Is it possible to travel at warp speed




















Spacetime would therefore also be curved inside the bubble. To travelers in a spaceship right in the middle of the bubble, this phenomenon would be most obvious in the passage of time: their watches would go slower than in the rest of space because, according to the theory of relativity, time is affected by gravity. The slower passage of time on a spaceship might be something interstellar travelers appreciate.

Still, Bobrick and Martire describe other obstacles. So far, they argue, there is no known way to actually accelerate a warp bubble.

All previous ideas about the subject simply assume that the curvature of spacetime is already moving at high speed. A beam of light travels , kilometers per second. The speed of light is the maximum speed any particle may reach, and a particle can only do so if it has no mass. On closer inspection, however, this limit only applies within the four-dimensional spacetime comprising the universe. Outside of that, even greater speeds appear to be possible. That is because you would require matter capable of being ejected at speeds faster than light—but no known particles can travel that fast.

Furthermore, the bubble could not be controlled by occupants of the spaceship itself because they would lose contact with the outside world, owing to the extremely strong curvature of space around them. Lentz sees these objections as a problem, too, but he believes a solution can be found. Bobrick, meanwhile, points out that it is also possible to travel to distant stars at a third or half the speed of light, especially if time passes more slowly for the people in the warp bubble.

Just do not think about the fact that all your relatives left behind on Earth will probably have died of old age before you get back. There is still some debate about whether warp bubbles really can do without negative energy.

Recently, three theoreticians suggested that this claim was only true for observers moving next to the bubble. Plus, not everything that seems possible according to the theory of relativity actually exists—or is technologically feasible. That could be because laws of nature, as yet unknown, preclude such phenomena. Some researchers therefore caution against going overboard with the fantasies. Space propulsion expert Martin Tajmar of the Technical University of Dresden, for example, sees no practical relevance for the current work on warp drives.

The huge masses involved simply exceed anything that can be tested on Earth, he says. Most veteran warp drive researchers would undoubtedly agree. They see their work less as preparation for real-world experiments and more as a way of exploring the limits of relativity. Lentz, on the other hand, is actively working toward a practical application of his idea. But in his spare time, he still thinks about how to accelerate a bend in spacetime to speeds faster than light and how to reduce the energy required to do so.

Lentz also advocates looking closely at the surroundings of neutron stars. It could be that these ultracompact stellar remnants eject bubbles like those that he describes in his paper. The ship was pushed swiftly to another distant destination.
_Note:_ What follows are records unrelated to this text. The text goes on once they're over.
PR #470, opened 2022-07-01
Add mockconnector for tests

ErnoW:
---
name: 'Pull request'
about: A new pull request
---

### Checklist

### Issue Description

- Testing Evm connection by using a MockConnector
- Update test scripts for better debugging


packages/integration/src/MockConnector.ts
```diff
@@ -0,0 +1,213 @@
...
+  }
+
+  setTx(tx: Partial<Tx>) {
+    this.tx = { ...this.tx, ...tx };
+  }
+
+  /**
+   * Resolve all rpc requests
+   */
+  request(args: RequestArguments) {
```
b4rtaz, line 149: Maybe we should consider a single policy for a method notation. I've seen in the project different policies. So it's hard for newbies to choose correct one.

My suggestion is to enable `explicit-function-return-type` + `explicit-member-accessibility` for EsLint.

packages/integration/package.json
```diff
@@ -9,9 +9,9 @@
   "types": "./lib/index.d.ts",
   "sideEffects": false,
   "scripts": {
-    "test": "cross-env NODE_OPTIONS=--experimental-vm-modules yarn jest --runInBand --detectOpenHandles --forceExit",
+    "test": "cross-env NODE_OPTIONS=--experimental-vm-modules yarn jest --runInBand --detectOpenHandles --forceExit --no-cache",
     "test:ci": "yarn test --ci",
-    "test:old": "yarn jest",
+    "test:debug": "node --trace-warnings --experimental-vm-modules ../../node_modules/jest/bin/jest.js --runInBand --detectOpenHandles --forceExit --no-cache",
```
b4rtaz, line 14: It's still don't fix the problem. Check the case below.

[1] Add to `packages/integration/test/core/config/readConfig.test.ts` this line: `var q = 1;` to test method (anywhere). It's a minor mistake (unused variable).
[2] Run `yarn run test`.
[3] Jest is stuck on this test.

I described [here](https://github.com/MoralisWeb3/Moralis-JS-SDK/tree/test/evm-metamaskConnection/packages/integration#readme) the way how to find an error. But it's time consuming.

sogunshola (dismissed):
I support Bart's suggestion about considering having a pattern for methods, however it might require changes in many files (as enabling rules will throw warnings in so many places) since a lot has been done already, so if we are to do it, it's best we decide asap.

Asides that, code looks good 👍🏾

Physics has scoffed at the idea of a real warp drive because it suggests travel faster than light.

However, as the drive's name suggests, such an engine did not push the spacecraft faster than the speed of light; instead, it merely warped space-time in a way that allowed for using a shortcut. But, the new study has a workaround. According to researches from the independent research group Applied Physics based in New York, it is possible to ditch the fiction of negative energy and still make a warp drive, albeit one that is slower than in "Star Trek," ScienceAlert reports.

Lentz proposes that conventional energy sources could be capable of arranging the structure of space—time in the form of a soliton — a robust singular wave. Unlike objects within space—time, space—time itself can bend, expand or warp at any speed.
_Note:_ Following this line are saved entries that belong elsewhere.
PR #471, opened 2022-07-05
feat(custom connectors): documentation for custom connectors + simplify base class.

b4rtaz:
---
name: Custom Connectors
about: Documentation for custom connectors + simplify base class.
---

### Checklist


ErnoW (approved):
Looks good, the only concerns are:
- We need good tests for this Abstract connector
- We need to make the NetworkModule independent of Evm logic

But we can pick up these tasks in another PR.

He adds that to be practical, this requirement would have to be reduced by about 30 orders of magnitude to be on par with the output of a modern nuclear fission reactor. Lentz is currently exploring existing energy-saving schemes to see if the energy required can be reduced to a practical level. Any warp drive would also need to overcome several other serious issues. Lentz describes his calculations in Classical and Quantum Gravity , where other recent research on the topic is outlined in an accepted manuscript from Advanced Propulsion Laboratory researchers Alexey Bobrick and Gianni Martire.

Though he recognizes these huge hurdles to building a warp drive, Lentz feels they are not insurmountable. Science fiction writers have solved this dilemma by inventing the warp drive, a gadget that magically propels ships across the vast expanses of the solar system faster than the speed of light.
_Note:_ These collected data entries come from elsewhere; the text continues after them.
PR #480, opened 2022-07-08
test(core): evmTransaction

sogunshola:
test coverate for evmTransaction
---
name: evmTransaction Test
about: A new pull request
---

### Checklist

### Issue Description


packages/core/src/test/EvmTransaction.test.ts
```diff
@@ -0,0 +1,135 @@
+// Set variables
```
b4rtaz, line 1: An unnecessary comment.

packages/core/src/test/EvmTransaction.test.ts
```diff
@@ -0,0 +1,135 @@
...
+
+  it('should generate eth request object with only required fields', () => {
+    const transaction = EvmTransaction.create({ chain: 1 });
+    const request = transaction.toEthRequest();
+
+    expect(request.chainId).toBe(1);
+    expect(request.value).toBeUndefined();
+  });
+
+  it('should call the send function', async () => {
```
b4rtaz, line 110: This test doesn't proof that, the callback method was called. You may do it in this way:

```
const x = jest.fn(() => { return '123'; });

x();

expect(x).toBeCalledTimes(1);
```

packages/core/src/test/EvmTransaction.test.ts
```diff
@@ -0,0 +1,135 @@
...
+    expect(() => transaction.send()).toThrowErrorMatchingInlineSnapshot(
+      `"[C0001] Cannot send transaction, no supported call method provided"`,
+    );
+  });
+
+  it('should format EvmTransaction', () => {
+    const transaction = EvmTransaction.create(inputWithAllData);
+    const request = transaction.format();
+
+    expect(request.to).toBe(inputWithAllData.to);
```
b4rtaz, line 133: Too few expectations.

b4rtaz (changes requested):

packages/core/src/test/EvmTransaction.test.ts
```diff
@@ -111,11 +109,11 @@ describe('EvmTransaction', () => {
...
     );
+    const response = jest.fn(async () => await transactionWithSendCall.send());
 
-    const response = await transactionWithSendCall.send();
+    response();
 
-    expect(response.result.hash).toBe('0x123');
-    expect(response.result.chain?.decimal).toBe(inputWithAllData.chain);
+    expect(response).toBeCalledTimes(1);
   });
```
b4rtaz, line 117: More something like this:

```js

const callSpy = jest.fn(async (transaction) =>
    EvmTransactionResponse.create({ ...inputWithAllData, hash: '0x123', from: transaction.result.from }),
);
const transactionWithSendCall = EvmTransaction.create(inputWithAllData, callSpy);

const response = await transactionWithSendCall.send();

expect(response.result.hash).toBe('0x123');
expect(response.result.chain?.decimal).toBe(inputWithAllData.chain);
expect(callSpy).toBeCalledTimes(1);
```

In this way, you check that, the callSpy method is called exactly one time.

b4rtaz (changes requested):

packages/core/src/test/EvmTransaction.test.ts
sogunshola: Ahh. got it.  Thank you

b4rtaz (approved):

Travelling faster than the speed of light continues to capture the imagination of many scientists, who believe bending the laws of physics may allow us to break the universal speed limit.

Several theories have been proposed, including the Alcubierre warp drive theory. Instead of trying to beat the speed of light, which is physically impossible, the Alcubierre warp drive would go around it by warping space-time itself, Star Trek style!

According to the theory, the travelling spaceship would sit within a warp bubble surrounded by a ring of negative mass. This would enable you to shrink space-time in front of the spaceship and stretch space-time behind it, enabling it to travel through space at ten times the speed of light.

While inside the bubble, the craft would remain within the universal speed limit and general relativity would remain intact. There is only one small issue - it would need enormous mass energy to make the warp drive work. To propel the spaceship at this speed you would need the mass equivalent of Jupiter, the planet!